Here's a summary about the different applied targets:
The lovecraft
target keeps the original theme intact, at
least in the center of the image.
- center_crop: width/2 - random_crop: 224
We crop the middle part of the randomly rotated image and then randomly crop a CLIP-window from that. That certainly does not help correcting the face but it's not so bad, either.
The party details
target simply crops randomly from the whole image and applies
the people at a creepy birthday party text feature.
The special details
target starts at 30% of the training and applies the best
matching feature of a few different features to the randomly cropped window.
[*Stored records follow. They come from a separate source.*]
PR #6, opened 2023-06-16
minor updates to template

khieta:
A couple quick updates to the RFC template:
* Add a "Status" so that people can easily check if an RFC is Active/Landed/Rejected (using the terminology in the README).
* Remove the "Adoption strategy" section because this information is already covered by other sections (e.g., "Drawbacks").

### DIFF
--- a/0000-template.md
+++ b/0000-template.md
@@ -1,6 +1,7 @@
 - Start Date: (fill me in with today's date, YYYY-MM-DD)
 - Target Major Version: (2.x / 3.x / X.x)
 - Reference Issues: (fill in existing related issues, if any)
+- Status: Pending (change to Active if the RFC is accepted and merged)
 - Implementation PR: (leave this empty)
 
 # Summary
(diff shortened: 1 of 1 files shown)


0000-template.md
```diff
@@ -1,6 +1,7 @@
 - Start Date: (fill me in with today's date, YYYY-MM-DD)
 - Target Major Version: (2.x / 3.x / X.x)
 - Reference Issues: (fill in existing related issues, if any)
+- Status: Pending (change to Active if the RFC is accepted and merged)
```
cdisselkoen, line 4: Should we have more of a "timeline" section, which lists the start date, date the FCP started, date it became Active, etc?

For that matter, should FCP be a "status"?  Should we have a separate tracker for RFC statuses, maybe a table in the README or a separate top-level file?

khieta: I like the timeline idea. I'll add that in a new commit shortly.

Another possibility is to use GitHub labels. For example, we could label PRs with `pending`, `final-comment-period`, `active`, `landed`, or `rejected`. My only hesitation is that labels are easy to (intentionally or unintentionally) change whereas changing content in a file requires an explicit commit.

khieta: Updated the PR, see what you think.

@cdisselkoen I will be AFK from now until Monday, so feel free to take over this PR in the meantime. Otherwise I'll get back to it in a couple days.

cdisselkoen (approved):

shaobo-he-aws (approved):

It starts late to give the special details
target a bit of time to create
the people in the background. The select: best
mode chooses only one feature
at a time. Here are the counts after the training:
lovecraft : h.p. lovecraft at a birthday party : count 1500 (100.0%) / sim 53.377 party details : people at a creepy birthday party : count 2500 (100.0%) / sim 34.222 special details : cthulhuian birthday cakes : count 740 (42.3 %) / sim 30.744 : creepy confetti : count 985 (56.3 %) / sim 30.427 : lovecraft's interior : count 22 (1.3 %) / sim 25.249 : cthulhu : count 3 (0.2 %) / sim 25.261
So, lovecraft's interior
and cthulhu
did not really get a chance.
The match rate of features is quite dependent on various other parameters and may change during several runs. Below is another experiment where lovecraft's interior did get a far better match because the word creepy was removed from "people at a creepy birthday party".
So, to summarize the topic of high resolution CLIPig images: It's tricky stuff.